Nishikawa's handling of tone in this film is a wonder to behold, especially if you're like me and had forgotten what the film was about in the time between booking it and watching it. It starts off as a domestic tragedy - the destruction of the couple's restaurant is a genuinely upsetting sequence - but very subtly mutates into something more hard-edged and cynical. So subtly, in fact, that it took me quite a while to work out just what was going on. There are several possible reasons for this: it could be my tiredness having got to the fourth film of a long day, or it could be a cultural problem in that the solution reached by the couple may be more common to Japan than anywhere else. But on reflection, it's possible it could just be a characteristic of Nishikawa's storytelling style. After all, it took me two viewings of Dear Doctor to realise there's no single big moment where the crucial twist in the plot is revealed: I think the same could be said of Dreams For Sale.
There are other aspects that appear to be characteristics of the director's storytelling, and the most notable is her non-judgmental attitude to all her characters, no matter how morally dubious they may be. Kanya and Satoko are a wonderfully drawn and complex pair of creations: their relationship evolves in a fascinating way throughout the story, and is always utterly believable. It never feels like their reactions have been merely crafted to serve the plot. Even when I wasn't quite sure what the hell they were up to, I never wanted to stop watching them.
Notes From Spank's Pals
For Love's Sake
The Belated Birthday Girl - Adapted from the manga Ai to Makoto, Miike's latest to turn up at the LFF is a delightful blend of period high-school drama, teen love story and gang culture, all set to music, using visual stylisation further to add a sense of unreality. For followers of Miike's work, the most obvious reference is Happiness of the Katakuris, but For Love's Sake is equally part of the run of teen stories which includes Crows Zero and God's Puzzle.
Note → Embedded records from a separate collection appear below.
PR #38, opened 2021-02-25
Modifed report processor to process insights archive

patilsuraj767:


ros/processor/inventory_events_consumer.py
```diff
@@ -103,27 +108,79 @@ def host_create_update_events(self, msg):
...
+
+    def _download_report(self, report_url):
+        download_response = requests.get(report_url)
+        if download_response.status_code != HTTPStatus.OK:
+            print("Unable to download the report")
+        return download_response.content
+
+    def _extract_performance_record(self, report_tar):
+        tar = tarfile.open(fileobj=BytesIO(report_tar), mode='r:*')
+        files = tar.getmembers()
```
kgaikwad, line 157: Instead of `getmembers` and below iteration on files, will it be possible to make use of `getmember` and fetch whichever required?
https://docs.python.org/3/library/tarfile.html#tarfile.TarFile.getmember

ros/processor/inventory_events_consumer.py
```diff
@@ -103,27 +108,79 @@ def host_create_update_events(self, msg):
...
+        performance_record = {}
+        spec_count = 0
+        for file in files:
+            if 'data/insights_commands/pmlogsummary' in file.name:
+                spec_count += 1
+                extracted_pmlogsummary_file = tar.extractfile(file)
+                record_string = extracted_pmlogsummary_file.read().decode('utf-8')
+                records = record_string.split('\n')
```
kgaikwad, line 165: It seems similar logic needed for each file read, it will be better to extract this in separate method & use it.

kgaikwad (changes requested):
Hello @patilsuraj767, thank you for processor changes.
Added few inline comments, please have a look and let me know if any concerns regarding those.

ros/processor/inventory_events_consumer.py
patilsuraj767: Using `getmember` will be bit hard as tar files contain the hostname of the client system, So for using `getmember` first we will need to find out the hostname of the system. Also, I not sure if tar will always be having hostname in the file path. 
```
>>> tar.getmember('./insights-ip-172-31-0-61.ap-south-1.compute.internal-20210212124759/data/insights_commands/pmlogsummary')
<TarInfo './insights-ip-172-31-0-61.ap-south-1.compute.internal-20210212124759/data/insights_commands/pmlogsummary' at 0x7f67e41cf1c0>
```
Let keep this for now, we can fix it later as a scope of performance improvement.

ros/processor/inventory_events_consumer.py
```diff
@@ -118,38 +117,38 @@ def process_system_details(self, msg):
...
-                performance_record=performance_record,
-                performance_score=performance_score,
-                report_date=date.today()
-            )
+                get_or_create(
+                    db.session, PerformanceProfile, ['system_id', 'report_date'],
+                    system_id=system.id,
+                    performance_record=performance_record,
+                    performance_score=performance_score,
+                    report_date=date.today()
```
kgaikwad, line 140: Do we need to take date after converting it to `utc`?

kgaikwad (approved):
As puptoo changes are not yet merged, with replacing `is_ros` to `url` at [line](https://github.com/RedHatInsights/ros-backend/pull/38/files#diff-3ec10f47264a06a134d0bf1ce745fb26ad086de0af6da0cf6e83c00dcf2c4193R110) ,
I am able to see the changes in all tables created in ROS & getting profile details on making `/systems` request.

Note - Once everything available to support`v2` architecture fully, in future we don't need `ros-upload-data` make command so we can remove it later.

kgaikwad:
Great work @patilsuraj767 :ok_hand: :ice_cream:

PR #42, opened 2021-03-03
Implement insights core inside ROS

patilsuraj767:
With this PR, ROS processor will be using insights-core spec and parsers for extracting performance profile data from tar archive

- [x] Implement insights core in ros
- [x] Change AWS sample archive


ros/processor/process_archive.py
```diff
@@ -0,0 +1,66 @@
...
+        'kernel.all.cpu.idle',
+        'disk.all.total',
+        'mem.util.cached',
+        'mem.util.bufmem',
+        'mem.util.free'
+        ]
+    profile["total_cpus"] = int(lscpu.info.get('CPUs'))
+    profile["instance_type"] = aws_instance_id.get('instanceType')
+    for i in performance_metrics:
+        profile[i] = _.get(pmlog_summary, f'{i}.val', default='None')
```
kgaikwad, line 38:
```suggestion
        profile[i] = _.get(pmlog_summary, f'{i}.val')
```

default value is `None` only, right? if yes, will it be ok to pass only object & path?

ros/processor/process_archive.py
```diff
@@ -0,0 +1,66 @@
...
+    metadata_response.update(profile)
+    return metadata_response
+
+
+def get_performance_profile(report_url):
+    with _download_and_extract_report(report_url) as archive:
+        try:
+            broker = run(performance_profile, root=archive.tmp_dir)
+            result = broker[performance_profile]
+            del result["type"]
```
kgaikwad, line 50: What information this `type` key holds?

kgaikwad (changes requested):
Small inline comments added. 
Rest code looks good but will it be good to request someone who is more familiar with insights helpers that used here to get profile details?

ros/processor/process_archive.py
patilsuraj767: `{'type': 'metadata', 'total_cpus': 1, 'instance_type': 't2.micro', 'mem.physmem': 825152.0, 'mem.util.used': 663245.405, 'kernel.all.cpu.user': 0.003, 'kernel.all.cpu.sys': 0.001, 'kernel.all.cpu.nice': 0.001, 'kernel.all.cpu.steal': 0.0, 'kernel.all.cpu.idle': 0.994, 'disk.all.total': 2.727, 'mem.util.cached': 351730.563, 'mem.util.bufmem': 335.552, 'mem.util.free': 161906.595}`

kgaikwad:
Thanks @patilsuraj767

PR #46, opened 2021-03-10
Process report from insights-engine result topic

patilsuraj767:


ros/processor/insights_engine_result_consumer.py
```diff
@@ -0,0 +1,90 @@
...
+                    repr(err),
+                    self.prefix
+                )
+            finally:
+                self.consumer.commit()
+
+    def handle_msg(self, msg):
+        if msg["input"]["platform_metadata"]["is_ros"]:
+            host = msg["input"]["host"]
+            reports = msg["results"]["reports"]
```
kgaikwad, line 63: @patilsuraj767, could you please share sample `report` detail here that would be helpful while reviewing this PR.

patilsuraj767: @kgaikwad added the sample file `insights-engine-result.json ` which contains the payload from `platform.engine.results `
In `insights-engine-result.json ` you will also find the ros rule_hit in the reports.  `"rule_id": "cloud_instance_ros_evaluation|CONSUMPTION_MODEL"`

ros/processor/insights_engine_result_consumer.py
```diff
@@ -0,0 +1,90 @@
...
+                    account_id=account.id,
+                    inventory_id=host['id'],
+                    display_name=host['display_name'],
+                    fqdn=host['fqdn'],
+                    rule_hit_details=reports
+                )
+
+            db.session.commit()
+            LOG.info("Refreshed system %s (%s) belonging to account: %s (%s) via engine-result",
+                     system.inventory_id, system.id, account.account, account.id)
```
apuntamb, line 90: I didn't understand why do we need to `get_or_create` System or RHAccount in both consumers?

patilsuraj767: It is not sure which consumer will consume the report first, It might happen that `InsightsEngineResultConsumer` will consume the message before the `InventoryEventsConsumer`. So instead of ignoring the data coming from `InsightsEngineResultConsumer` due to no base record present in the database, it is better to create the new record from available data. And later `InventoryEventsConsumer` will populate the remaining record/data.

apuntamb: So, why populate remaining data from `InventoryEventsConsumer` in that case? Can we create a complete record (data from single report) in each of the tables from a single consumer? By this I mean, we can `get_or_create` for all the tables in both consumers. Also, to avoid repetition of same code blocks, can we just define a single function and use it in both the consumers under the app_context?

patilsuraj767: Yes, we can do that I will update the PR.

migrations/versions/7805dfde3ca9_.py
```diff
@@ -0,0 +1,28 @@
...
+# revision identifiers, used by Alembic.
+revision = '7805dfde3ca9'
+down_revision = 'ac76a3ecb338'
+branch_labels = None
+depends_on = None
+
+
+def upgrade():
+    # ### commands auto generated by Alembic - please adjust! ###
+    op.add_column('systems', sa.Column('rule_hit_details', postgresql.JSONB(astext_type=sa.Text()), nullable=True))
```
kgaikwad, line 21: Will it be good to have a separate table to store rule hit details?
i.e with columns - id, system_id, account_id, rule_id, rule_hit_details

patilsuraj767: Hello, what should be the rule_id? looking at [this](https://github.com/RedHatInsights/ros-backend/pull/46/files#diff-a0e4b82fb8caf907a6fdd12040acaeea35910491cb3e7a7c038e99b94d809822R228), I think rule_id will be dynamic and only part "cloud_instance_ros_evaluation" will be constant.

ros/lib/config.py
```diff
@@ -15,6 +15,7 @@
 INVENTORY_URL = f"http://{INVENTORY_HOST}:{INVENTORY_PORT}"
 INVENTORY_EVENTS_TOPIC = os.getenv("INVENTORY_EVENTS_TOPIC", "platform.inventory.events")
 
+Engine_RESULT_TOPIC = os.getenv("INVENTORY_EVENTS_TOPIC", "platform.engine.results")
```
kgaikwad, line 18:
```suggestion
Engine_RESULT_TOPIC = os.getenv("Engine_RESULT_TOPIC", "platform.engine.results")
```

migrations/versions/7805dfde3ca9_.py
kgaikwad: ahh okies! For every report, it has different `rule_id` &  you are storing all reports in one column, right? I think just ignore `rule_id` for now.

ros/lib/config.py
apuntamb: Just a minor nitpick if we can make it:
```suggestion
ENGINE_RESULT_TOPIC = os.getenv("ENGINE_RESULT_TOPIC", "platform.engine.results")
```

apuntamb (approved):
@patilsuraj767 @kgaikwad tested the PR end-to-end.
Current workflow in the local developmemt environment:
1. `cat <wrapped-json file> | docker-compose exec -T kafka kafka-console-producer --topic platform.engine.results --broker-list localhost:29092` to populate systems and rh_account record
2. `make insights-upload-data` to populate performance_profile record.

Works fine. We can consider solving non-specifically related issues in separate PR.

ros/lib/config.py
kgaikwad: Thanks @apuntamb  for correction :)

kgaikwad (approved):

kgaikwad:
Thank you @patilsuraj767 :ok_hand:  :+1: !
Thanks @apuntamb for review & testing the PR.

PR #49, opened 2021-03-16
sort systems list by display_name & score fields

kgaikwad:


ros/api/v0/hosts.py
```diff
@@ -102,6 +111,48 @@ def get(self):
...
+            return (
+                sort_order(PerformanceProfile.performance_score[
+                    'memory_score'].astext.cast(Integer)),
+                asc(PerformanceProfile.system_id), )
+        if order_method == 'io_score':
+            return (
+                sort_order(PerformanceProfile.performance_score[
+                    'io_score'].astext.cast(Integer)),
+                asc(PerformanceProfile.system_id), )
+        # FIXME: no ordering as of now for columns:
```
apuntamb, line 151: For the scores as order_methods, can we do something like:
```python
score_methods = ['memory_score', 'cpu_score', 'io_score']
if order_method in score_methods:
    return return (
                sort_order(PerformanceProfile.performance_score[
                    order_method].astext.cast(Integer)),
                asc(PerformanceProfile.system_id)
            )
```

kgaikwad: Good Catch :+1:

apuntamb:
@kgaikwad, works perfect with individual params, but when I combine the two eg. `?order_by=memory_score&order_how=DESC`, it doesn't. Could you check if the same is happening in your local?

patilsuraj767:
Tested the PR locally. LGTM :+1: 
@apuntamb regarding `?order_by=memory_score&order_how=DESC` make sure you surround the API in curl command with double quotes

apuntamb (approved):
LGTM! :+1:

apuntamb:
Merged, thanks @kgaikwad !! :+1:

PR #51, opened 2021-03-16
RHIROS-44 Filter systems with individual scores zero

apuntamb:
To handle showing only those systems which do not have any of the scores as 0.


apuntamb:
@patilsuraj767 Do we still want this PR now that you've created #60 ?

patilsuraj767:
@apuntamb I don't think we require it anymore, As we will be setting the score default to 1.

PR #490, opened 2022-08-13
Completed Intersection2Arrays and Median 2SortedArrys-Please review my Submission

Butulparveen:


intersection2Arrays2PointerApproach.java
```diff
@@ -0,0 +1,38 @@
+//TC for sorted = O(mlogm)+O(nlogn)
+//SC =O(1)
```
daredevilteja, line 2: SC is O(log k ) to O(k) where k is max(m,n)  
here space used by result should also be considered

intersection2ArraysBinarySearch.java
```diff
@@ -0,0 +1,40 @@
+//TC for unsorted = O(mlogm)+O(nlogn)+O(mlogn) and for sorted = O(mlogn)
+//SC =O(1)
```
daredevilteja, line 2: same as above

daredevilteja:
Good Work! Keep it up

daredevilteja:
Good Work! Keep it up

PR #508, opened 2022-09-12
Completed. Please Review.

Thirunaa:


Intersections of Two Arrays II.py
```diff
@@ -0,0 +1,33 @@
+# TC : O(NlogN) - N is the length of the longest array
+# SC : O(1)
```
daredevilteja: SC is O(n) due to sorting

daredevilteja (changes requested):
Please mention if it ran successfully on leetcode or not, for every problem

daredevilteja:
Good Work! Keep it up

Intersections of Two Arrays II.py
Thirunaa: Please mention if it ran successfully on leetcode or not, for every problem - Sure
SC is O(n) due to sorting ? - Sorting happens in place. Right?

daredevilteja: To get TC as O( n log n) for sorting you have to use either merge sort or quick sort and for both the algorithms SC is not O(1), it would be in between O(log n) to O(n)

Thirunaa: Ohh got it, I thought Tim sort happens in place.

PR #551, opened 2022-12-19
Completed | Please review

Reethuch:


P1.py
```diff
@@ -0,0 +1,34 @@
+# TC : O(n log n)
+# SC : O(1)
```
daredevilteja, line 2: Recheck SC

daredevilteja:
Good Work! Keep it up.

Issue #461, opened 2022-05-31
Get rid of `vendor/` directory


jaypipes:
It's no longer 2017. We should use Go modules and not vendor the world in our source code repository.

- [ ] [Run `go mod download` from within the Dockerfile](https://github.com/aws-controllers-k8s/code-generator/blob/6acf40fe3e3cfd97b799ef7cbf1e89e01c3db8f7/Dockerfile#L31) (in a separate Dockerfile stage)
- [ ] Call `go build` directly from Dockerfile (no need to use Makefile targets which are confusing and harder to understand for many developers IMHO)
- [ ] Delete `vendor/` directory entirely.

PR #463, opened 2022-06-09
remove vendor directory

richzli:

The story is that of Ai, a rich "bourgeois" Grade A student and Makoto, a troublemaker from the wrong side of the tracks. After a childhood encounter, Ai falls in love with Makoto, and wants to mend his bad-boy ways, but he just wants to keep brawling, and have nothing to do with Ai. Other colourful characters, including Yakuza wannabees and tough-girl gang members add to the fun, and the songs - a mix of period numbers and original compositions - keep everything going along nicely. There is also some genuine feeling in the young actors' performances. Another enjoyable addition to the Miike catalogue.